Les silhouettes fantasmagoriques des roches, les sculptures de pierres, même les dromadaires et les ânes que je rencontre sur mon chemin ne se transforment même pas en d'inquiétantes hallucinations. L'Ennedi cette fois m'a laissé passé.
Le matin se lève, après que je sois passé sous l'arche de l'éléphant (Guillaume me dira plus tard qu'il a vraiment pris cet arche pour une sculpture humaine tant elle lui a semblé ressemblante même dans les détails avec l'animal) où est installé le dernier CP. J'approche. Une dernière dune et j'aperçois le village où est dressé l'arche, d'arrivée cette fois.
Quelques coureurs tchadien, dont le vainqueur du 45 kilomètres Valentin (un excellent semi-marathonien) m'attendent pour m'escorter sur les derniers hectomètres. C'est donc en courant que je franchis la ligne d'arrivée. Le soleil n'est pas encore trop chaud. Je suis tout heureux de ce dénouement, après juste un peu plus de 48 heures d'effort (Guillaume est arrivé six heures avant tout de même!), avec, c'est vrai, en prime, une deuxième place.

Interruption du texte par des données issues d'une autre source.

PR #833, opened 2026-07-29
fix: npm metadata checks for @types package roots

### LINKED ISSUE #832: [bug]: npm metadata_mismatch fails for @types tarballs with non-package roots
## Description

The npm `metadata_mismatch` rule assumes every extracted npm tarball contains its manifest at `package/package.json`. DefinitelyTyped packages such as `@types/express` use an unscoped top-level directory instead (for example, `express/package.json`), causing the rule to raise `ENOENT` and record a scan error.

## Reproduction

Using GuardDog 3.1.0:

```bash
guarddog npm scan @types/express --version 5.0.6 --output-format json
```

The JSON result includes an error similar to:

```json
{
  "errors": {
    "metadata_mismatch": "failed to run rule metadata_mismatch: [Errno 2] No such file or directory: '/tmp/.../@types-express/package/package.json'"
  }
}
```

The package itself is downloaded and the command exits successfully, but the metadata rule cannot run.

`npm pack @types/express@5.0.6 --dry-run --json` shows the archive layout:

```text
express/index.d.ts
express/LICENSE
express/package.json
express/README.md
```

We also observed the same failure for:

- `@types/express-serve-static-core@5.1.2`
- `@types/serve-static@2.2.0`

## Expected behavior

`metadata_mismatch` should locate and compare the package's actual top-level `package.json`, regardless of whether the npm tarball root is named `package`.

## Actual behavior

The detector constructs the path directly:

```python
package_json = Path(path) / "package" / "package.json"
```

This produces a rule-level error for valid `@types/*` packages. Downstream consumers that treat non-empty GuardDog errors as incomplete analysis must then mark an otherwise successful package scan as inconclusive.

## Possible fix

Resolve the package manifest from the extracted archive's actual top-level directory, or normalize npm archive extraction to a consistent package root before metadata analysis. The lookup should avoid accidentally selecting nested dependency manifests if multiple `package.json` files exist.

homanp:
## Summary

- keep `package/package.json` as the primary npm archive manifest path
- fall back to `<unscoped-package-name>/package.json` for DefinitelyTyped tarballs such as `@types/express`
- avoid recursive manifest discovery so nested package manifests cannot be selected accidentally
- add regression coverage for the DefinitelyTyped archive layout

## Test plan

- `poetry run pytest tests/analyzer/metadata/test_npm_metadata_mismatch.py` (21 passed)
- `poetry run pytest tests/analyzer/metadata` (125 passed)
- `poetry run black --check guarddog/analyzer/metadata/npm/metadata_mismatch.py tests/analyzer/metadata/test_npm_metadata_mismatch.py`
- `poetry run flake8 guarddog/analyzer/metadata/npm/metadata_mismatch.py --max-line-length=120 --ignore=E203,W503`

Closes #832.

### DIFF
--- a/guarddog/analyzer/metadata/npm/metadata_mismatch.py
+++ b/guarddog/analyzer/metadata/npm/metadata_mismatch.py
@@ -14,6 +14,33 @@ MANIFEST_FIELDS_CHECKLIST = {
 }
 
 
+def _load_package_manifest(path: str, package_name: Optional[str]) -> Dict[str, Any]:
+    """Load package.json from a supported npm tarball root.
+
+    npm normally stores package contents under ``package/``. DefinitelyTyped
+    packages instead use the unscoped package name (for example,
+    ``@types/express`` extracts to ``express/``).
+    """
+    root = Path(path)
+    candidates = [root / "package" / "package.json"]
+    if package_name:
+        unscoped_name = package_name.rsplit("/", 1)[-1]
+        named_manifest = root / unscoped_name / "package.json"
+        if named_manifest not in candidates:
+            candidates.append(named_manifest)
+
+    for package_json in candidates:
+        try:
+            return json.loads(package_json.read_text())
+        except FileNotFoundError:
+            continue
+
+    expected_paths = ", ".join(str(candidate) for candidate in candidates)
+    raise FileNotFoundError(
+        f"package.json was not found at an expected npm archive root: {expected_paths}"
+    )
+
+
 class NPMMetadataMismatchDetector(MetadataMismatchDetector):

Sur la ligne d'arrivée, je retrouve plein de monde: Jean-Philippe et Caroline, bien sûr, qui semblent partager ma joie, mais aussi Marie et Luc, qui avait du me perfuser l'an passé, en haut d'une dune où je n'étais dans un état bien brillant! Les coureurs qui ont du abandonner, dont Jacob, sont là aussi. Je me souviens bien des arrivées de l'an passé, où j'étais dans la même situation qu'eux aujourd'hui. Il y a longtemps que je n'avais pas ressenti un tel sentiment de fierté et d'accomplissement à l'arrivée d'une course. J'ai vaincu le "signe énédien" et surtout surpasser mes soucis d'adaptation à la chaleur, ce qui vraiment me satisfait beaucoup. Décidément ce Treg est une course à part, une véritable expédition aussi et cela participe sans doute aussi de ces émotions particulières.
Olivier arrivera un peu plus tard, suivi de Philippe qui aura du déjà bien supporté la chaleur de ce troisième jour. Il fait d'ailleurs même trop chaud pour dormir, même totalement cuit comme je le suis après plus de cinquante heures de veille à peine entrecoupées. Jean-Noël et Elodie arriveront en début de soirée.
LE TREG: quand le coeur veut...
Le lendemain, nous trouverons cependant tous l'énergie pour aller avec le reste du groupe visiter encore quelques uns des plus beaux sites du parcours et d'autres endroits magiques de l'Ennedi, avant d'entamer un immense voyage de retour. Une journée éprouvante de 4x4 en pleine poussière, puis une autre de bus après un arrêt appréciable à Abeche. Enfin l'épreuve de l'incroyablement bordélique et vétuste aéroport de Ndjamena avant le retour à Paris. Nous sommes tous un peu malade, la récupération progresse doucement. Mais les beaux instants vécus là bas valent bien ça!